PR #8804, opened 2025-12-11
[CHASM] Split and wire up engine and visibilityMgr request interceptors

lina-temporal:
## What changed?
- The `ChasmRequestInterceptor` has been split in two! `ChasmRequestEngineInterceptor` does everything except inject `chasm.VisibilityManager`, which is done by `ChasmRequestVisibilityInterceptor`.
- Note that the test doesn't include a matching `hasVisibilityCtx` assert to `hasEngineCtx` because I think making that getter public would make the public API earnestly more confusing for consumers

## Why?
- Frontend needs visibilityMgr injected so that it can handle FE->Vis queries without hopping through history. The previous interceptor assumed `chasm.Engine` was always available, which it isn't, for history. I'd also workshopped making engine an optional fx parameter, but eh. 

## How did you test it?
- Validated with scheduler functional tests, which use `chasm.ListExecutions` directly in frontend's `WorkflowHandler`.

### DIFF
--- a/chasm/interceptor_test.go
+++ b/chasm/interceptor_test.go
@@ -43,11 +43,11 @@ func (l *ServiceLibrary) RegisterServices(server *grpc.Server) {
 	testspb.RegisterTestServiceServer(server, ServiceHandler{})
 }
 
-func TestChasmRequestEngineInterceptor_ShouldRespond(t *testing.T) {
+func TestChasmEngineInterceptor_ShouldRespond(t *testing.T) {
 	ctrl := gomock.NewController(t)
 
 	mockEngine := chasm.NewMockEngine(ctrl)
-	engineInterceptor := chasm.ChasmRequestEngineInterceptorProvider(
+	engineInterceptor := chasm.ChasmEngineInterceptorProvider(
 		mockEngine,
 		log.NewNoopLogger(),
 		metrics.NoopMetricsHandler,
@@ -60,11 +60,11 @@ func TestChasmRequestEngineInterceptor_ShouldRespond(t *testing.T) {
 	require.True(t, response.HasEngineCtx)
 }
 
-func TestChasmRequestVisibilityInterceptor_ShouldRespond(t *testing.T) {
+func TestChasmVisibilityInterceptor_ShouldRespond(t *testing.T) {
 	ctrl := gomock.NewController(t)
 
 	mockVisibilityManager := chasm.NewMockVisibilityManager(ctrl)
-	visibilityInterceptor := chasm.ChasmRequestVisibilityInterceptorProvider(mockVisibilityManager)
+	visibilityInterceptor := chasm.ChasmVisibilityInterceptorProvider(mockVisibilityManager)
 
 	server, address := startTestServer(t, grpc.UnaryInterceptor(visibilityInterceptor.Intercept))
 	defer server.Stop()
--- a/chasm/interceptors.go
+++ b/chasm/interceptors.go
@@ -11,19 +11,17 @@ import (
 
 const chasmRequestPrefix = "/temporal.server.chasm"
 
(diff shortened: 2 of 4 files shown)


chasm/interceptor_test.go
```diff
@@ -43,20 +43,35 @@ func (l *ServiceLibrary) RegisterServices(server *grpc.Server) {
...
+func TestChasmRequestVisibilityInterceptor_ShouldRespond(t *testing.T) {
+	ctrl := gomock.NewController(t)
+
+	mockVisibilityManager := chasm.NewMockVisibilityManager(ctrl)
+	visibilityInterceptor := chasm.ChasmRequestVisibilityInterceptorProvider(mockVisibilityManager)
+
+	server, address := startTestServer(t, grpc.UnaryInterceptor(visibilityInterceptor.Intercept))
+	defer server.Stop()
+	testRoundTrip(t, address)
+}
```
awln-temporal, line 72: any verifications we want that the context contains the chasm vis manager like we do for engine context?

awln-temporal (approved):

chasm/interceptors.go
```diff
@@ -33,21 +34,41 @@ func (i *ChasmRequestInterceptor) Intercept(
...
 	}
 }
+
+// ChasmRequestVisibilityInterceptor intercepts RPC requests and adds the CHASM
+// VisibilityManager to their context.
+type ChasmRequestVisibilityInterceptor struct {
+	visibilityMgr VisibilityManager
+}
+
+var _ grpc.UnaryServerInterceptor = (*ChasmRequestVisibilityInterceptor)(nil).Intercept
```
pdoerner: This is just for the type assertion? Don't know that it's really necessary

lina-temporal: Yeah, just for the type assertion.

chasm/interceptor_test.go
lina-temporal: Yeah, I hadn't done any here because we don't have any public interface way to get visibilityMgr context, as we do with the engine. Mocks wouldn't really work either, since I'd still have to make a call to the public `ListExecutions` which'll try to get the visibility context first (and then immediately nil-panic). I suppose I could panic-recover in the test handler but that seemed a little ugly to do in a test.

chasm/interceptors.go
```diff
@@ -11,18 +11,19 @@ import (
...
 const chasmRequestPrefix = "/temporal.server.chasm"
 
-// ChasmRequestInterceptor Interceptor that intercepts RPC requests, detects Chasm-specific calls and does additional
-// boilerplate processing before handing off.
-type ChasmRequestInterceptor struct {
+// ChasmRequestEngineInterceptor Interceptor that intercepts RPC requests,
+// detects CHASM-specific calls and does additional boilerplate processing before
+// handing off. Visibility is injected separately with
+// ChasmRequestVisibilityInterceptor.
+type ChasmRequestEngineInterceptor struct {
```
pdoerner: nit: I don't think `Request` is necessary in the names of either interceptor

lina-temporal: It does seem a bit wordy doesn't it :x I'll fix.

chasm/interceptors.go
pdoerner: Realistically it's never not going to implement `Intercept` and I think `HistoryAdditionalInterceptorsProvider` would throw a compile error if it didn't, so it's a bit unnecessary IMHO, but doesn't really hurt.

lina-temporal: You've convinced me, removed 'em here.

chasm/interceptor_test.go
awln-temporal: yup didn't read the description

## [Work to complete]
Without omission, retype the full listing shown above.

## [Exercise solution]
PR #8804, opened 2025-12-11
[CHASM] Split and wire up engine and visibilityMgr request interceptors

lina-temporal:
## What changed?
- The `ChasmRequestInterceptor` has been split in two! `ChasmRequestEngineInterceptor` does everything except inject `chasm.VisibilityManager`, which is done by `ChasmRequestVisibilityInterceptor`.
- Note that the test doesn't include a matching `hasVisibilityCtx` assert to `hasEngineCtx` because I think making that getter public would make the public API earnestly more confusing for consumers

## Why?
- Frontend needs visibilityMgr injected so that it can handle FE->Vis queries without hopping through history. The previous interceptor assumed `chasm.Engine` was always available, which it isn't, for history. I'd also workshopped making engine an optional fx parameter, but eh. 

## How did you test it?
- Validated with scheduler functional tests, which use `chasm.ListExecutions` directly in frontend's `WorkflowHandler`.

### DIFF
--- a/chasm/interceptor_test.go
+++ b/chasm/interceptor_test.go
@@ -43,11 +43,11 @@ func (l *ServiceLibrary) RegisterServices(server *grpc.Server) {
 	testspb.RegisterTestServiceServer(server, ServiceHandler{})
 }
 
-func TestChasmRequestEngineInterceptor_ShouldRespond(t *testing.T) {
+func TestChasmEngineInterceptor_ShouldRespond(t *testing.T) {
 	ctrl := gomock.NewController(t)
 
 	mockEngine := chasm.NewMockEngine(ctrl)
-	engineInterceptor := chasm.ChasmRequestEngineInterceptorProvider(
+	engineInterceptor := chasm.ChasmEngineInterceptorProvider(
 		mockEngine,
 		log.NewNoopLogger(),
 		metrics.NoopMetricsHandler,
@@ -60,11 +60,11 @@ func TestChasmRequestEngineInterceptor_ShouldRespond(t *testing.T) {
 	require.True(t, response.HasEngineCtx)
 }
 
-func TestChasmRequestVisibilityInterceptor_ShouldRespond(t *testing.T) {
+func TestChasmVisibilityInterceptor_ShouldRespond(t *testing.T) {
 	ctrl := gomock.NewController(t)
 
 	mockVisibilityManager := chasm.NewMockVisibilityManager(ctrl)
-	visibilityInterceptor := chasm.ChasmRequestVisibilityInterceptorProvider(mockVisibilityManager)
+	visibilityInterceptor := chasm.ChasmVisibilityInterceptorProvider(mockVisibilityManager)
 
 	server, address := startTestServer(t, grpc.UnaryInterceptor(visibilityInterceptor.Intercept))
 	defer server.Stop()
--- a/chasm/interceptors.go
+++ b/chasm/interceptors.go
@@ -11,19 +11,17 @@ import (
 
 const chasmRequestPrefix = "/temporal.server.chasm"
 
(diff shortened: 2 of 4 files shown)


chasm/interceptor_test.go
```diff
@@ -43,20 +43,35 @@ func (l *ServiceLibrary) RegisterServices(server *grpc.Server) {
...
+func TestChasmRequestVisibilityInterceptor_ShouldRespond(t *testing.T) {
+	ctrl := gomock.NewController(t)
+
+	mockVisibilityManager := chasm.NewMockVisibilityManager(ctrl)
+	visibilityInterceptor := chasm.ChasmRequestVisibilityInterceptorProvider(mockVisibilityManager)
+
+	server, address := startTestServer(t, grpc.UnaryInterceptor(visibilityInterceptor.Intercept))
+	defer server.Stop()
+	testRoundTrip(t, address)
+}
```
awln-temporal, line 72: any verifications we want that the context contains the chasm vis manager like we do for engine context?

awln-temporal (approved):

chasm/interceptors.go
```diff
@@ -33,21 +34,41 @@ func (i *ChasmRequestInterceptor) Intercept(
...
 	}
 }
+
+// ChasmRequestVisibilityInterceptor intercepts RPC requests and adds the CHASM
+// VisibilityManager to their context.
+type ChasmRequestVisibilityInterceptor struct {
+	visibilityMgr VisibilityManager
+}
+
+var _ grpc.UnaryServerInterceptor = (*ChasmRequestVisibilityInterceptor)(nil).Intercept
```
pdoerner: This is just for the type assertion? Don't know that it's really necessary

lina-temporal: Yeah, just for the type assertion.

chasm/interceptor_test.go
lina-temporal: Yeah, I hadn't done any here because we don't have any public interface way to get visibilityMgr context, as we do with the engine. Mocks wouldn't really work either, since I'd still have to make a call to the public `ListExecutions` which'll try to get the visibility context first (and then immediately nil-panic). I suppose I could panic-recover in the test handler but that seemed a little ugly to do in a test.

chasm/interceptors.go
```diff
@@ -11,18 +11,19 @@ import (
...
 const chasmRequestPrefix = "/temporal.server.chasm"
 
-// ChasmRequestInterceptor Interceptor that intercepts RPC requests, detects Chasm-specific calls and does additional
-// boilerplate processing before handing off.
-type ChasmRequestInterceptor struct {
+// ChasmRequestEngineInterceptor Interceptor that intercepts RPC requests,
+// detects CHASM-specific calls and does additional boilerplate processing before
+// handing off. Visibility is injected separately with
+// ChasmRequestVisibilityInterceptor.
+type ChasmRequestEngineInterceptor struct {
```
pdoerner: nit: I don't think `Request` is necessary in the names of either interceptor

lina-temporal: It does seem a bit wordy doesn't it :x I'll fix.

chasm/interceptors.go
pdoerner: Realistically it's never not going to implement `Intercept` and I think `HistoryAdditionalInterceptorsProvider` would throw a compile error if it didn't, so it's a bit unnecessary IMHO, but doesn't really hurt.

lina-temporal: You've convinced me, removed 'em here.

chasm/interceptor_test.go
awln-temporal: yup didn't read the description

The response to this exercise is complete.